General solution to linear second-order homogeneous ODE question

Question

I understand that the solution to a linear second-order homogeneous ODE is in the form $y=c_1y_1+c_2y_2$ where $y_1$ and $y_2$ are solutions to the ODE. I also understand why a linear combination of two unique solutions is also a solution. I do not understand why $y=c_1y_1+c_2y_2$ will give the general solution which will take into account all particular solutions. Could anyone please clear up my misunderstanding?

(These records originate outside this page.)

PR #2382, opened 2024-02-29
fix: re-throw errors in delegated event listeners

Giovanni-Tably:
Hi there,

This just re-throws errors that happen in delegated event listeners, it prevents confusion from a panic not showing up anywhere (besides the control flow being interrupted).

### DIFF
--- a/leptos_dom/src/events.rs
+++ b/leptos_dom/src/events.rs
@@ -150,7 +150,10 @@ pub(crate) fn add_delegated_event_listener(
                         if !maybe_handler.is_undefined() {
                             let f = maybe_handler
                                 .unchecked_ref::<js_sys::Function>();
-                            let _ = f.call1(&node, &ev);
+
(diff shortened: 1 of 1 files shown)


leptos_dom/src/events.rs
```diff
@@ -150,7 +150,10 @@ pub(crate) fn add_delegated_event_listener(
                         if !maybe_handler.is_undefined() {
                             let f = maybe_handler
                                 .unchecked_ref::<js_sys::Function>();
-                            let _ = f.call1(&node, &ev);
+                            match f.call1(&node, &ev) {
```
gbj, line 153: style: I don't know if `clippy` has a lint for this or not, but if you have an empty match branch I'd think
```rust
if let Err(e) = f.call1(&node, &ev) {
```
would be better

gbj (commented):
Thanks, this makes sense and is a good change: see style note above.

PR #1, opened 2019-04-19
Add ISO week of encounter to incidence model observation view

tsibley:
Time binning is useful for the modeling and viz efforts, so it's nice to
harmonize that early in the data flow rather than separately several
times.  Weeks are the standard time bin used in epidemiology.

Note that the WHO's epi weeks, synonymous with ISO weeks, are slightly
different from CDC's epi weeks, as described most succinctly¹

> The US CDC defines epidemiological week (known as MMWR week) as seven
> days beginning with Sunday and ending with Saturday. The WHO defines
> epidemiological week, based on ISO week, as seven days beginning with
> Monday and ending with Sunday. In either case, the end of the first
> epidemiological week of the year by definition must fall at least four
> days into the year. Most years have 52 epidemiological weeks, but some
> have 53.

It's my understanding that WHO / ISO weeks are used more widely around
the world, and just like we use the metric system in science, it seems
we should use international datetime standards as well.

If we find ourselves wanting CDC epi weeks in the future, we can add
them as well.

¹ https://epiweeks.readthedocs.io

### DIFF
--- a/schema/deploy/shipping/views@2019-04-19.sql
+++ b/schema/deploy/shipping/views@2019-04-19.sql
@@ -14,14 +14,11 @@ begin;
 -- there needs to be a lag between view development and consumers being
 -- updated, copy the view definition into v2 and make changes there.
 
-drop view shipping.incidence_model_observation_v1;
-
-create view shipping.incidence_model_observation_v1 as
+create or replace view shipping.incidence_model_observation_v1 as
 
     select encounter.identifier as encounter,
 
            (encountered at time zone 'US/Pacific')::date as encountered_date,
-           to_char((encountered at time zone 'US/Pacific')::date, 'IYYY-"W"IW') as encountered_week,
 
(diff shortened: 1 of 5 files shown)


tsibley:
This will support https://github.com/seattleflu/incidence-mapper/issues/26.

tsibley:
[ISO week in incidence model output](https://trello.com/c/52fIanAZ/8-iso-week-in-incidence-model-output)

famulare:
Thanks! Similarly, do we have a set of agreed-upon age bins? Something in years like `["0-4","5-9","10-14","15-19","20-25", ...]`.  Or something more epi-appropriate, like I can imagine we'd want to block by school ages like `["0-4","5-10","11-13","14-17","18-24","25-34","35-44", ...]`.  Bins of uniform width are much much nicer for the modeling, so I'd strongly prefer that. But thoughts, @trvrb ?

PR #3, opened 2019-05-01
Add age bins to incidence model view

joverlee521:
@tsibley The way I'm doing the joins for the new age range tables seem a little verbose to me, not sure if there is a better way to do this.


joverlee521:
[Add age bins to incidence modeling view](https://trello.com/c/NnMu50MF/48-add-age-bins-to-incidence-modeling-view)

schema/deploy/shipping/views.sql
```diff
@@ -55,7 +58,9 @@ create view shipping.incidence_model_observation_v1 as
 
       from warehouse.encounter
       join warehouse.individual using (individual_id)
-      join warehouse.site using (site_id),
+      join warehouse.site using (site_id)
+      join shipping.age_range_fine on age_range_fine.age_range @> cast(encounter.details->'age'->>'value' as int)
+      join shipping.age_range_coarse on age_range_coarse.age_range @> cast(encounter.details->'age'->>'value' as int),
```
tsibley: You asked about the verbosity of this join. It's a fair question, and good to consider! Until we properly lift up age out of the encounter details, this is about as concise as it gets.

Note that one reason it's important to make sure that an age can only fall into a single bin (using the exclusion constraint mentioned in another comment) is that otherwise this join may produce multiple age bin rows for each encounter row, which has the effect of seemingly duplicating the encounter. There are other ways to defend against this possibility, but I think the exclusion constraint is the best.

tsibley:
Thanks! This looks good. I appreciate the attention to the commit messages too!

PR #4, opened 2019-05-01
identifier labels: Make labels for existing batches of identifiers

tsibley:
This is useful if you forget to pass --labels to `identifier mint`, you
lose the original PDF, or if the identifier generation succeeds but
label-making fails for some reason.  I found myself in the last scenario
just now, so whipped this up instead of creating a one-off script to do
it.

Eventually the SQL queries in this command may want to be wrapped up
into a separate business logic layer (e.g. similar to
seattleflu.api.datastore vs. seattleflu.db.DatabaseSession).


tsibley:
[Remake identifier labels](https://trello.com/c/hSq8byfi/67-remake-identifier-labels)

PR #5, opened 2019-05-02
Add presence-absence-processor role

kairstenfay:


schema/deploy/roles/presence-absence-processor.sql
```diff
@@ -0,0 +1,31 @@
...
+   to presence_absence_processor;
+
+grant select
+   on receiving.presence_absence
+   to presence_absence_processor;
+
+grant update (processing_log)
+   on receiving.presence_absence
+   to presence_absence_processor;
+
```
kairstenfay: @tsibley : Jover and I were curious to know why this role does not receive `UPDATE` privileges on `receiving.presence_absence` despite the fact we're granting permissions here to `processing_log`. 

When we run `select * from information_schema.table_privileges where grantee='presence-absence-processor;` we see that there is only the `SELECT` `privilege_type` for `receiving.presence_absence`.

We modeled this role after `enrollment-processor` and see the same `privilege_type` for `receiving.enrollment` there, too.

tsibley: You can learn more about `information_schema` here: https://www.postgresql.org/docs/10/information-schema.html

joverlee521:
[Create a presence-absence-processor role for automation](https://trello.com/c/0Lhkh6n4/68-create-a-presence-absence-processor-role-for-automation)

tsibley:
While testing this on my own laptop, I found a privilege that was lacking on `warehouse.identifier` and `identifier_set`. I added a commit to fix that, plus another small tweak. Please take a look and see if those two commits look good to you? If they look good, please fold them into ("fixup") your commit.

joverlee521:
Everything looks good, it should all be under the one commit now.

PR #7, opened 2019-05-03
Update incidence_model_observation_v1

joverlee521:
Change `join` to `left join` for age bins tables to
include encounters where age is unknown/NULL.

Extract upper/lower bounds for age ranges
for easier sorting of encounters.


schema/deploy/shipping/views.sql
```diff
@@ -38,8 +38,10 @@ create view shipping.incidence_model_observation_v1 as
              else (encounter.details->'age'->>'value')::int
            end as age,
 
-           age_bin_fine.range as age_range_fine,
-           age_bin_coarse.range as age_range_coarse,
+           lower(age_bin_fine.range) as age_range_fine_lower,
+           upper(age_bin_fine.range) as age_range_fine_upper,
+           lower(age_bin_coarse.range) as age_range_coarse_lower,
+           upper(age_bin_coarse.range) as age_range_coarse_upper,
```
tsibley: Let's leave the existing range fields too? This makes it clear if the lower/upper bounds are inclusive or exclusive.

tsibley:
Deployed!

PR #9, opened 2019-05-16
etl enrollments: Handle flu@home documents

tsibley:
Audere made some small, backwards-compatible tweaks to the document
schema.  Our version check caught the version bump and bailed for human
intervention.  I verified the changes are ok.  In testing, I discovered
that some of the "chosenOptions" arrays have string elements.  This
violates the type defined in Audere's hutchProtocol.ts which requires
integer elements, so I guess the documents aren't actually type-checked
before being sent to us.  Handle it by forcing integers, which will fail
on unconvertible values.


tsibley:
This is required to process the big push of flu@home documents from yesterday afternoon that's piled up: https://backoffice.seattleflu.org/metabase/dashboard/2

PR #11, opened 2019-05-17
etl presence-absence: Handle another kind of container in the document

tsibley:
Matthew from NWGC pushed a different kind of document that nests items
inside a top-level "Update" key instead of within "store" → "items".
This document structure will be used by Samplify to send us updates to
previously sent items.  Our ETL process doesn't need that distinction,
so we look for one and then the other.

This will unstick the presence/absence ETL once deployed.


tsibley:
[Handle new presence/absence format](https://trello.com/c/rRdsgHK5/79-handle-new-presence-absence-format)

PR #17, opened 2019-05-28
Census tract as string

kairstenfay:
Previously pandas was converting `census_tract` on read to `float`. 
Now we're declaring `census_tract` as a `string` on pandas read_(csv/excel).

This PR also includes some minor refactoring for consistency between UW and SCH preprocess and 
punting null values mapping from clinical back to preprocess (by using `na_values` on pandas read).

### DIFF
--- a/lib/seattleflu/db/cli/command/clinical.py
+++ b/lib/seattleflu/db/cli/command/clinical.py
@@ -91,6 +91,12 @@ def parse_uw(uw_filename, uw_nwh_file, hmc_sch_file, output):
 
     barcode_quality_control(clinical_records, output)
 
+    # Convert dtypes
+    clinical_records["encountered"] = pd.to_datetime(clinical_records["encountered"])
+    # Age must be converted to Int64 dtype because pandas does not support NaNs
+    # with normal type 'int'
+    clinical_records["age"] = clinical_records["age"].astype(pd.Int64Dtype())
+
     # Subset df to drop missing barcodes
     clinical_records = clinical_records.loc[clinical_records['barcode'].notnull()]
 
@@ -117,10 +123,6 @@ def load_data(uw_filename: str, uw_nwh_file: str, hmc_sch_file: str):
     clinical_records = load_uw_metadata(uw_filename)
     clinical_records = clinical_records \
                         .rename(columns={'Collection.Date': 'Collection date'})
-    clinical_records['Collection date'] = pd.to_datetime(clinical_records['Collection date'])
-    # Convert datatype in 'age' column because
-    # Pandas does not support NaNs with normal type 'int'
-    clinical_records['Age'] = clinical_records['Age'].astype(pd.Int64Dtype())
 
     uw_manifest = load_manifest_data(uw_nwh_file, 'UWMC')
     uw_manifest = uw_manifest.rename(columns={'Barcode ID (Sample ID)': 'Barcode ID',
@@ -140,11 +142,12 @@ def load_uw_metadata(uw_filename: str) -> pd.DataFrame:
     Given a filename *uw_filename*, returns a pandas DataFrame containing
     clinical metadata.
     """
+    dates = ['Collection.Date']
     na_values = ['Unknown']
     if uw_filename.endswith('.csv'):
-        df = pd.read_csv(uw_filename, na_values=na_values)
+        df = pd.read_csv(uw_filename, na_values=na_values, parse_dates=dates)
     else:
-        df = pd.read_excel(uw_filename, na_values=na_values)
+        df = pd.read_excel(uw_filename, na_values=na_values, parse_dates=dates)
 
     df = add_metadata(df, uw_filename)
 
@@ -285,6 +288,8 @@ def parse_sch(sch_filename, output):
 
     # Drop unnecessary columns
     clinical_records = clinical_records[column_map.values()]
+
+    # Convert dtypes
     clinical_records["encountered"] = pd.to_datetime(clinical_records["encountered"])
 
     # Insert static value columns
--- a/lib/seattleflu/db/cli/command/clinical.py
+++ b/lib/seattleflu/db/cli/command/clinical.py
@@ -142,12 +142,16 @@ def load_uw_metadata(uw_filename: str) -> pd.DataFrame:
     Given a filename *uw_filename*, returns a pandas DataFrame containing
     clinical metadata.
     """
+    dtypes = {'census_tract': 'str'}
     dates = ['Collection.Date']
     na_values = ['Unknown']
+
     if uw_filename.endswith('.csv'):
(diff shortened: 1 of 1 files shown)


kairstenfay:
[Investigate: Make sure census_tract string instead of float in db.](https://trello.com/c/45HmBAra/89-investigate-make-sure-censustract-string-instead-of-float-in-db)

lib/seattleflu/db/cli/command/etl/clinical.py
```diff
@@ -361,16 +361,18 @@ def update_sample(db: DatabaseSession,
 
     if sample.encounter_id:
         assert sample.encounter_id == encounter_id, \
-            f"Sample {sample.id} already linked to another encounter {sample.encounter_id}"
-        return 
+            f"Sample already linked to another encounter {sample.encounter_id}"
+        return
+
+    LOG.info(f"Updating sample {sample.id}")
```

Thank you.

Answer 1

A linear second-order homogeneous ODE is has the form

$y''+a(x)y'+b(x)y=0$,

where $a$ and $b$ are continuous functions on an intervall $I$.

Let $L$ be the set of all functions in $C^2(I)$, which are solutions of this ODE.

Then $L$ is a vector space and $ \dim L=2$.

If $\{y_1,y_2\}$ is a basis of $L$ , then each solution of the ODE has the form $c_1y_1+c_2y_2$.

Answer 2

This is part of the general theory on first-order linear homogeneous systems of ODEs.

Namely, if you have a system in $\mathbb{R}^n$ of the form $x' = A(t) x$, with $A\colon I \to M_n$ continuous on some interval $I$ (here $M_n$ denotes the vector space of $n\times n$ matrices with real elements), then the set of all maximal solutions is a vector subspace of $C^1(I, \mathbb{R}^n)$ of dimension $n$.

Given this result, you have only to recast your second-order homogeneous linear equation to a first-order linear system in $\mathbb{R}^2$. Indeed, if your equation is of the form $$ y'' + a(t) y' + b(t) y = 0 $$
you can define $x_1 = y$, $x_2 = y'$, obtaining the system $$ \begin{cases} x_1' = x_2, \\ x_2' = - a(t) x_2 - b(t) x_1, \end{cases} $$ i.e. $x' = A x$ with $$ A = \begin{pmatrix} 0 & 1\\ -b(t) & -a(t) \end{pmatrix}\,. $$

Answer 3

Let $y_0$ and $y_1$ be solutions with $$(y_0(0),y'_0(0))=(1,0)\text{ and }(y_1(0),y'_1(0))=(0,1).$$ These exist by the existence theorem.

For any other solution $y$ form the function $$u(x)=y(0)y_0(x)+y'(0)y_1(x).$$ Then this function is also a solution as a linear combination of solutions and it has the same initial values as $y$ in $x=0$. By the uniqueness theorem $u=y$ everywhere.

This proves that the dimension of the solution space is $2$, as $(y_0,y_1)$ is a basis.